Determine the scalar product of the functions \(f(x)=\cos (2 n \pi x / L)\) and \(g(x)=\cos (2 p \pi x / L)\) on the domain \(0 \leq x \leq L\), where \(n \neq p\) are positive integers greater than zero.

To calculate the product, simply multiply both functions: \( f(x)g(x)=\cos(2 n \pi x / L)\cos(2 p \pi x / L)\)

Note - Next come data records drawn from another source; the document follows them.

PR #970, opened 2019-10-10
tao_idl: robustness in run_test.pl

knutpett:
Fail the test if process could not be spawned.


jwillemsen:
Looks this script is doing way too much, see https://github.com/DOCGroup/ACE_TAO/blob/eb60837204ad2b40e73af2086713d90370cec218/TAO/tests/Portable_Interceptors/Recursive_ORBInitializer/run_test.pl for a simple run_test.pl that has 1 executable.

knutpett:
> Please take the other run_test.pl and make it like the others

Ok, new attempt coming up.

PR #971, opened 2019-10-10
Added NEWS for PR936

mitza-oci:


mitza-oci:
Merge at the same time as #967 to avoid starting CI builds twice

PR #972, opened 2019-10-17
fuzz.pl: Disable check_include by Default

iguessthislldo:
I mentioned this in [#967](https://github.com/DOCGroup/ACE_TAO/pull/967#issuecomment-539148218):

> So the fuzz has a check for #include <...>. I want to know if I can disable this check, because I don't think this convention is right since it forces the compiler to check the current directory for the header is definitely not there. fuzz.pl just says:
>
> > This check is suggested by Don Hinton to force user to use # " " instead of <> to avoid confict with Doxygen.
>
> What kind of conflict was it and will it still happen? Regardless this sounds like Doxygen was/is being configured incorrectly to me.

I know this check isn't necessarily harmful, but it's a restriction that seems to be arbitrary to me, especially since Doxygen should be just be documenting what the code, not dictating how we write it.

Finally I wanted to point out that this rule is not documented in `ACE-guidlines.html`.

### DIFF
--- a/ACE/bin/fuzz.pl
+++ b/ACE/bin/fuzz.pl
@@ -2447,7 +2447,7 @@ if (!getopts ('cdx:hl:t:s:mv') || $opt_h) {
            check_for_bad_ace_trace
            check_for_changelog_errors
            check_for_ptr_arith_t
-           check_for_include
+           check_for_include (disabled by default)
            check_for_non_bool_operators
            check_for_long_file_names
            check_for_refcountservantbase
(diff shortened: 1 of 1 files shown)


jwillemsen:
Have you tried what happens when you change the include? I think Doxygen ignores includes with <> for its include graph but not 100% sure. Given the fact that we have this fuzz for a long time already I think we should add a note to ACE_guidelines.html and just keep the fuzz unless there is a blocking problem with it

iguessthislldo:
I just tested this with a small Doxygen example I already had and it works fine:

Screenshot from 2019-10-19 20-33-26

All that seems to be necessary is that the include paths be in the `INPUT` list. It's only ignored If the file can not be found like `stdio.h` in my example.

Next week, I can try to change change some random files in ACE/TAO and see what Doxygen does.

PR #974, opened 2019-10-23
Expose Monotonic Time Support Status Macros

iguessthislldo:
Expose support status of `ACE_Monotonic_Time_Policy` using `ACE_HAS_MONOTONIC_TIME_POLICY` and support status of monotonic conditions using `ACE_HAS_MONOTONIC_CONDITIONS`.

Also refactored macros to try to simplify them while retaining compatibility and moved POSIX checks into `config-posix.h`.


ACE/ace/config-hpux-11.00.h
```diff
@@ -162,7 +162,6 @@
 #define ACE_HAS_CLOCK_SETTIME
 
 #define ACE_LACKS_CLOCK_MONOTONIC
-#define ACE_LACKS_MONOTONIC_TIME
```
iguessthislldo: I couldn't find a reference to this macro anywhere other than here and in the monictonic code. Under my changes, `ACE_LACKS_CLOCK_MONOTONIC` should have the same effect. Regardless I kept a check for it on the chance a user passes it.

jwillemsen: Why not just remove it and mention this in the NEWS file?

ACE/ace/Condition_Attributes.h
```diff
@@ -22,6 +22,18 @@
 
 #include "ace/OS_NS_Thread.h"
 
+#if defined (ACE_HAS_CONDATTR_SETCLOCK) && defined (ACE_HAS_CLOCK_GETTIME_MONOTONIC)
+#  if !defined (ACE_HAS_POSIX_MONOTONIC_CONDITIONS)
+#    define ACE_HAS_POSIX_MONOTONIC_CONDITIONS
```
jwillemsen: Shouldn't this be in config-posix.h? And the define below in a config-win32 file?

ACE/ace/config-all.h
```diff
@@ -82,6 +82,24 @@
...
+#  endif
+#  if defined (ACE_HAS_CLOCK_GETTIME_MONOTONIC)
+#    undef ACE_HAS_CLOCK_GETTIME_MONOTONIC
+#  endif
+#endif
+
+#if defined (ACE_LACKS_CONDATTR_SETCLOCK) || defined (ACE_LACKS_CONDATTR)
+#  if defined (ACE_HAS_CONDATTR_SETCLOCK)
+#    undef ACE_HAS_CONDATTR_SETCLOCK
+#  endif
```
jwillemsen: Is this not just an user error, why add an undef for that?

ACE/ace/Monotonic_Time_Policy.h
```diff
@@ -16,6 +16,12 @@
 # pragma once
 #endif /* ACE_LACKS_PRAGMA_ONCE */
 
+#if defined (ACE_WIN32) || defined (ACE_HAS_CLOCK_GETTIME_MONOTONIC)
```
jwillemsen: Shouldn't the part for ACE_WIN32 be in the config-win32-common.h and the other part in another config file?

ACE/ace/OS_NS_Thread.inl
```diff
@@ -218,31 +218,18 @@ ACE_OS::condattr_synctype (ACE_condattr_t &attributes, int& type)
 ACE_INLINE int
 ACE_OS::condattr_setclock (ACE_condattr_t &attributes, clockid_t clock_id)
 {
-# if defined (ACE_HAS_THREADS)
```
jwillemsen: Why remove the check for ACE_HAS_THREADS? We can build ACE without thread support

ACE/ace/config-android.h
```diff
@@ -118,6 +118,15 @@
 #  define ACE_LACKS_WCSTOLL
 #  define ACE_LACKS_WCSTOULL
 #  define ACE_LACKS_CONDATTR_SETCLOCK
+#  if (defined ACE_HAS_CONDATTR_SETCLOCK)
```
jwillemsen: Why undef them here and in some other config files, how can it be that these are already defined?

iguessthislldo: Because in all these cases these are after `config-posix.h`, which could be defining them.

ACE/ace/OS_NS_Thread.inl
iguessthislldo: I know that, this implementation is only active if `ACE_CONDATTR_SETCLOCK` is defined in `config-posix.h`, which in turn is ultimately defined if `ACE_HAS_THREADS` is defined.

ACE/ace/Monotonic_Time_Policy.h
iguessthislldo: I'm not sure about doing that since this is specific to `Monotonic_Time_Policy`. I can you insist that's right.

ACE/ace/config-android.h
jwillemsen: Why would config-posix.h define these? I would assume the underlying defines are not set, or are they set incorrectly by the os headers?

iguessthislldo: https://github.com/DOCGroup/ACE_TAO/blob/dcbb7778f1c86c562efbf4e87f404a11592f3a48/ACE/ace/config-linux.h#L147-L155

jwillemsen: That comment/code is specifically for some linux kernel revisions, I am not sure if this is valid for android/hpux, I wouldn't expect that those set the incorrect posix macros and whether we need to do that for those also.

ACE/ace/Monotonic_Time_Policy.h
mcorino: This block could be moved to config-macros.h (preferably) or alternatively to Monotonic_Time_Policy.inl.

ACE/ace/config-android.h
mcorino: Again the common block could be moved to config-macros.h with an "#if defined (ACE_LACKS_CONDATTR_SETCLOCK)"/"#endif" bracket.

iguessthislldo: I originally had the common code to handle this in `config-all.h`, but `config-macros.h` looks much more appropriate for this.

ACE/ace/Monotonic_Time_Policy.h
iguessthislldo: Putting it in `Monotonic_Time_Policy.inl` is the opposite of what I want because the entire point of this is to expose the support status. However since you both seem to agree it shouldn't go here, I will break it up like @jwillemsen  suggested and put 

```
#define ACE_HAS_MONOTONIC_TIME_POLICY
```

in `config-win32-common.h` and

```
#if  ACE_HAS_CLOCK_GETTIME_MONOTONIC
#  define ACE_HAS_MONOTONIC_TIME_POLICY
#endif
```

in `config-macros.h` like @mcorino suggested.

iguessthislldo:
@jwillemsen So azure looks like it has the changes from #987, but it's still using 16.04 xenial by the looks of the `apt update` it's doing, so it's not going to have clang 7 and clang 8.

jwillemsen:
Maybe try to merge upstream master into your branch and see whether azure takes 18.04

iguessthislldo:
> Maybe try to merge upstream master into your branch and see whether azure takes 18.04

It did the same thing. It's starting to sound like a problem on azure's end...

jwillemsen:
> It did the same thing. It's starting to sound like a problem on azure's end...

Yes, looks a problem at the azure end, very strange why it uses xenial

PR #988, opened 2019-11-06
Add access control argument for ACE_Configuration_Win32Registry

likema:


ACE/ace/Configuration.h
```diff
@@ -520,7 +521,8 @@ class ACE_Export ACE_Configuration_Win32Registry : public ACE_Configuration
    */
   static HKEY resolve_key (HKEY hKey,
                            const ACE_TCHAR* path,
-                           int create = 1);
+                           int create = 1,
```
jwillemsen: Can you maybe at the same time change create to a bool? From very very long ago we didn't use bool because not all compilers did support it, but now we should use it

ACE/ace/Configuration.h
```diff
@@ -533,6 +535,8 @@ class ACE_Export ACE_Configuration_Win32Registry : public ACE_Configuration
   ACE_Configuration_Win32Registry (void);
   ACE_Configuration_Win32Registry (const ACE_Configuration_Win32Registry& rhs);
   ACE_Configuration_Win32Registry& operator= (const ACE_Configuration_Win32Registry& rhs);
+
+  u_long security_access_;
```
jwillemsen: Can this member be const?

likema: Done

ACE/ace/Configuration.h
likema: Only this one or all `create` arg in these two files?

jwillemsen: Please update all create arguments in these two files

likema: Updated

PR #991, opened 2019-11-11
Use additional repo for clang7/8

jwillemsen:
* azure-pipelines.yml:


iguessthislldo:
What if we tried specifically saying `ubuntu-18.04` instead of `ubuntu-latest`?

PR #995, opened 2019-11-13
Use unspecified_bool_type instead of bool.

likema:
For better compatibility, use unspecified_bool_type instead of bool in `ACE_Refcounted_Auto_Ptr`, which is inspired by `ACE_Intrusive_Auto_Ptr`.


jwillemsen:
Please extend one of the ACE unit tests to demonstrate and test this usage

likema:
It is already there https://github.com/DOCGroup/ACE_TAO/blob/master/ACE/tests/Refcounted_Auto_Ptr_Test.cpp#L405

jwillemsen:
Created PR #1127, the change doesn't compile with vc7.1, reverting this for the moment.

jwillemsen:
Looks vc71 had a problem in the past, see https://github.com/DOCGroup/ACE_TAO/commit/5de88ed8cb5f4ebbb4bc689e230e587664f19798

jwillemsen:
When you make a new PR please add a comment on both places that the inline code is required for vc71, that way we know that for the future and we can cleanup that code at the moment we deprecate 7.1

PR #998, opened 2019-11-18
Use POSIX-style Macros for Monotonic Support

iguessthislldo:
Tweak to #974 that I'm hoping to get this into the release.

After starting to work on https://github.com/objectcomputing/OpenDDS/pull/1363, I realized it would be better for forward compatibility and cross compatibility with OCI ACE/TAO if the monotonic time support macros were like [POSIX macros](https://pubs.opengroup.org/onlinepubs/9699919799/basedefs/unistd.h.html). These macros would always be defined and the value of the macro says if the feature is supported. This way if the macros are not defined, the application can definitively know that ACE doesn't have them at all and fall back to an alternative method for determining if monotonic time is supported.

Also took @mitza-oci's suggestion to get rid of the "HAS" part of the macros.


jwillemsen:
I am also not in favor of adopting a different style for these macros, would propose to leave it as is

iguessthislldo:
> It changes behavior from the way most ACE feature macros function

That is the point. I don't like the way ACE does macros, it's too chaotic, especially the fact that there are both "LACKS" and "HAS" macros.

> it also definitely does not simplify the feature tests (to say the least).

That's true. I could actually get rid of the define checks for the tests since it would always have them so something like this:

```
#if ACE_MONOTONIC_TIME_POLICY >= 0 && ACE_MONOTONIC_CONDITIONS >= 0
```

shuston:
I agree with Martin and Johnny. Although the proposed macro style is "POSIX-ish", it is inconsistent with the rest of the ACE feature-test macros. IMO, consistency wins unless something is really broken.

iguessthislldo:
I had no idea this would be so controversial, especially since some macros like `ACE_HAS_THREADS` have similar behavior. I can see that I'm being overruled though. Closing...

PR #1001, opened 2019-11-20
Prevent crash

knutpett:
Discovered that if there are no scopes, then bottom() will return nullptr. This was discovered in my own tests where the AST was constructed programatically and not by the frontend.


jwillemsen:
Thanks for your review @iguessthislldo and @knutpett for the proposed PR

PR #1004, opened 2019-12-06
Fixed typo in config-posix.h

knutpett:
I suspect this was a typo.

### DIFF
--- a/ACE/ace/config-posix.h
+++ b/ACE/ace/config-posix.h
@@ -58,7 +58,7 @@
 #       define ACE_HAS_PTHREADS
 #     endif /* ACE_HAS_PTHREADS */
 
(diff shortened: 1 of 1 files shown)


mitza-oci:
> I'm wondering if there is a flag for warning when evaluating a macro that is undefined. It might be useful given how many macros ACE deals with.

-Wundef
https://gcc.gnu.org/onlinedocs/gcc-9.2.0/cpp/Invocation.html#Invocation

knutpett:
> > I'm wondering if there is a flag for warning when evaluating a macro that is undefined. It might be useful given how many macros ACE deals with.
> 
> -Wundef
> https://gcc.gnu.org/onlinedocs/gcc-9.2.0/cpp/Invocation.html#Invocation

That's how I found it. (Building all of ACE+TAO a lot more is reported)

Issue #113, opened 2017-01-27
Bug on cdimsh


abelsiqueira:
Some weird bug on `cdimsh` or on `HS10`. Possibly on general CUTEst, not sure.

```julia
using CUTEst
nlp = CUTEstModel("HS10")
hess(nlp, ones(2), y=[1.0]) # works
cdimsh()
hess(nlp, ones(2), y=[1.0]) # returns a different matrix
```

`HS10` has a linear objective function, but maybe not related.

abelsiqueira:
Also had problems with `cshprod` on `HS10`, but this is one harder to recreate. I'm gonna remove `HS10` from the tests, at least for now.

dpo:
I can reproduce the problem. I'll have to look if it's reproducible with Fortran.

dpo:
I can reproduce this in Fortran. Now let's try to fix it.

dpo:
Could you confirm that the latest CUTEst HEAD fixes it for you too?

abelsiqueira:
I've been using https://github.com/optimizers/cutest-mirror/ to download, can you make a new release?

abelsiqueira:
The bug was fixed, i.e., hs10 passes the consistency checks again.

I'm getting a different bug now, however.
```
sifdecoder DIXMAANJ param M=5
```
gives error on line 199. It looks like the variable `AWK` is not set.

Unfortunately I've been using an old CUTEst version, and didn't catch this sooner.

dpo:
That's probably easy to fix. A new release will take more time because the git/svn sync is broken. It'll be a few days before I can get to it.

dpo:
Fixed in HEAD. Note that the correct syntax is `sifdecoder -param M=5 DIXMAANJ`.

abelsiqueira:
While returning `hs10` to the tests, I found the error on `cshprod`.
```julia
using CUTEst

nlp = CUTEstModel("HS10")

r = hprod(nlp, nlp.meta.x0, [1.0;0.0], y=[-pi])
c = 0
err = 0.0
for i = 1:100000
  nnzr, Is, s = cshprod(nlp.meta.nvar, nlp.meta.ncon, false, nlp.meta.x0,
                        [-pi], 1, Cint[1], [1.0])
  if norm(s - r) > 1e-6
    c += 1
    err += norm(s - r)
  end
end

println("$c errors, avg $(err/c)")

finalize(nlp)
```

[...]

PR #115, opened 2017-01-27
Add many tests for specialized functions

abelsiqueira:
Due to #113, I removed `HS10` from the tests.

### DIFF
--- a/test/test_specialized.jl
+++ b/test/test_specialized.jl
@@ -299,8 +299,8 @@ function test_specinterface(nlp::CUTEstModel, comp_nlp::AbstractNLPModel)
       Jx = jac(comp_nlp, x0)
       @fact nnzj --> sum(Jx .!= 0) + nlp.meta.nvar
 
-      Wx = hess(comp_nlp, x0, y=y0)
       nnzh = cdimsh()
+      Wx = hess(comp_nlp, x0, y=y0)
       @fact nnzh --> sum(Wx .!= 0)
 
       _, _, eq, lin = cstats()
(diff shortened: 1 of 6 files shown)


test/test_specialized.jl
```diff
@@ -295,6 +295,58 @@ function test_specinterface(nlp::CUTEstModel, comp_nlp::AbstractNLPModel)
       result = zeros(J(x0)*v)
       cjprod!(nlp.meta.nvar, nlp.meta.ncon, false, false, x0, ones(nlp.meta.nvar), nlp.meta.nvar, result, nlp.meta.ncon)
 
+      nnzj = cdimsj()
+      Jx = jac(comp_nlp, x0)
+      @fact nnzj --> sum(Jx .!= 0) + nlp.meta.nvar
+
+      Wx = hess(comp_nlp, x0, y=y0)
+      nnzh = cdimsh()
```
dpo: I would have to look at the code in detail, but would guess you're supposed to call `cdimsh()` before `hess()`.

abelsiqueira: It's possible, but `CUTEstModel` constructor calls `cdimsh`.

abelsiqueira: By the way, that `hess` is for the `ADNLPModel`, for comparison with the `CUTEstModel`.

dpo: Ah, good point. So there's an issue if you call `cdimsh()` several times. That's probably reproducible in Fortran.

dpo:
Woohoo!

PR #126, opened 2017-06-10
Change https to http on pkg.julialang.org

abelsiqueira:
So that badges appear.

### DIFF
--- a/README.md
+++ b/README.md
@@ -8,8 +8,8 @@ comparing optimization algorithms, derived from the abstract model on
 ### Stable release [![Github release](https://img.shields.io/github/release/JuliaSmoothOptimizers/CUTEst.jl.svg)](https://github.com/JuliaSmoothOptimizers/CUTEst.jl/releases/latest)
 
 - Documentation: [![Documentation](https://img.shields.io/badge/docs-stable-blue.svg)](https://JuliaSmoothOptimizers.github.io/CUTEst.jl/stable)
-- Package Evaluator: [![CUTEst.jl](https://pkg.julialang.org/badges/CUTEst_0.5.svg)](https://pkg.julialang.org/?pkg=CUTEst)
-[![CUTEst.jl](https://pkg.julialang.org/badges/CUTEst_0.6.svg)](https://pkg.julialang.org/?pkg=CUTEst)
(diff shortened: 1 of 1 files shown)


dpo:
Failed test: https://travis-ci.org/JuliaSmoothOptimizers/CUTEst.jl/jobs/241514052#L1701

abelsiqueira:
After a lot of experiments, I found out that
- ushprod sometimes returns a wrong value for BROWNDEN;
- It's partially random;
- It isn't clear what causes it. Maybe memory allocation? Something related to thread? The following code is the mwe I could come up. `@testset` is required to make it fail, strangely.
```julia
using CUTEst, Base.Test, NLPModels

nlp = CUTEstModel("BROWNDEN")
x0 = nlp.meta.x0

N = 10_000

nnzr, Ir, r = ushprod(nlp.meta.nvar, false, x0, 1, Cint[1], [1.0])
println("r = $r")
for i = 1:N
  nnzr2, Ir2, r2 = ushprod(nlp.meta.nvar, false, x0, 1, Cint[1], [1.0])
  if norm(r - r2) > 1e-6
    println("r2 = $r2, i = $i")
  end
end

@testset "Julia interface" begin
  for i = 1:N
    Hx = hess(nlp, x0)
  end
end

for i = (N+1):2N
  nnzr2, Ir2, r2 = ushprod(nlp.meta.nvar, false, x0, 1, Cint[1], [1.0])
  if norm(r - r2) > 1e-6
    println("r2 = $r2, i = $i")
  end
end

finalize(nlp)
```

dpo:
Do you mean that without `@testset`, the code behaves correctly?

abelsiqueira:
At the time, yes, but I've reduced a little more. Change all `@testset` section with
```julia
for i = 1:N
  nnzh, hval, hrow, hcol = ush(nlp.meta.nvar, x0, nlp.meta.nnzh)
  Hx = sparse(hrow, hcol, hval, nlp.meta.nvar, nlp.meta.nvar)
end
```
If you comment out `Hx = sparse...`, it won't err.

dpo:
I lost track of where things stand with this.

abelsiqueira:
The original pull request is working now, but I'm not sure it's needed anymore. I think they updated the certificates or something like that.

The random error found is now on #135.

dpo:
Is this still relevant?

abelsiqueira:
Not anymore. The PR is not useful anymore, and the error was fixed in other PRs.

Now we need to integrate this product on the interval \(0\leq x\leq L\). We will use the trigonometric identity: \(\cos(a) \cos(b)=\frac{1}{2}\left[\cos(a-b)+\cos(a+b)\right]\) Applying this identity to the product \(f(x)g(x)\) with \(a=2n\pi x/L\) and \(b=2p\pi x/L\), we get: \( f(x)g(x) = \frac{1}{2}\left[\cos\left(\frac{2(n-p)\pi x}{L}\right) + \cos\left(\frac{2(n+p)\pi x}{L}\right)\right]\) Now we will integrate the product over the domain \(0\leq x\leq L\): \(\int_0^L f(x)g(x)dx = \frac{1}{2}\int_0^L \left[\cos\left(\frac{2(n-p)\pi x}{L}\right) + \cos\left(\frac{2(n+p)\pi x}{L}\right)\right]dx\) Integration of both cosine terms, we get: \(= \frac{1}{2}\left[\frac{L}{2(n-p)\pi}\sin\left(\frac{2(n-p)\pi x}{L}\right) + \frac{L}{2(n+p)\pi}\sin\left(\frac{2(n+p)\pi x}{L}\right)\right] \bigg|_0^L\) We can now evaluate the expression at the limits: \(= \frac{1}{2}\left[\frac{L}{2(n-p)\pi}\sin\left(\frac{2(n-p)\pi L}{L}\right) + \frac{L}{2(n+p)\pi}\sin\left(\frac{2(n+p)\pi L}{L}\right) - \left(\frac{L}{2(n-p)\pi}\sin\left(\frac{2(n-p)\pi (0)}{L}\right) + \frac{L}{2(n+p)\pi}\sin\left(\frac{2(n+p)\pi (0)}{L}\right)\right)\right]\) Notice that all sine terms with integer multiples of \(\pi\) are zero. Therefore: \(\int_0^L f(x)g(x)dx = 0\) So, the scalar product of the given functions \(f(x)\) and \(g(x)\) on the domain \(0\leq x\leq L\) is \(\boxed{0}\).